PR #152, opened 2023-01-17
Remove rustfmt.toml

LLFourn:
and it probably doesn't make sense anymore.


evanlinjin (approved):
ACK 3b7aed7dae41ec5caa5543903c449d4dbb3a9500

- - -

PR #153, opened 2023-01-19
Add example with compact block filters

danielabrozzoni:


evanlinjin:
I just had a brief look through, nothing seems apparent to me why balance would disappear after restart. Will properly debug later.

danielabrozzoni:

- - -

Description of the task:
Of the entries above, transcribe exactly those lines that fall between the line containing "Remove rustfmt.toml" and the line containing "ACK 3b7aed7dae41ec5caa5543903c449d4dbb3a9500", together with those two lines.

Answer to the problem:
Remove rustfmt.toml

LLFourn:
and it probably doesn't make sense anymore.


evanlinjin (approved):
ACK 3b7aed7dae41ec5caa5543903c449d4dbb3a9500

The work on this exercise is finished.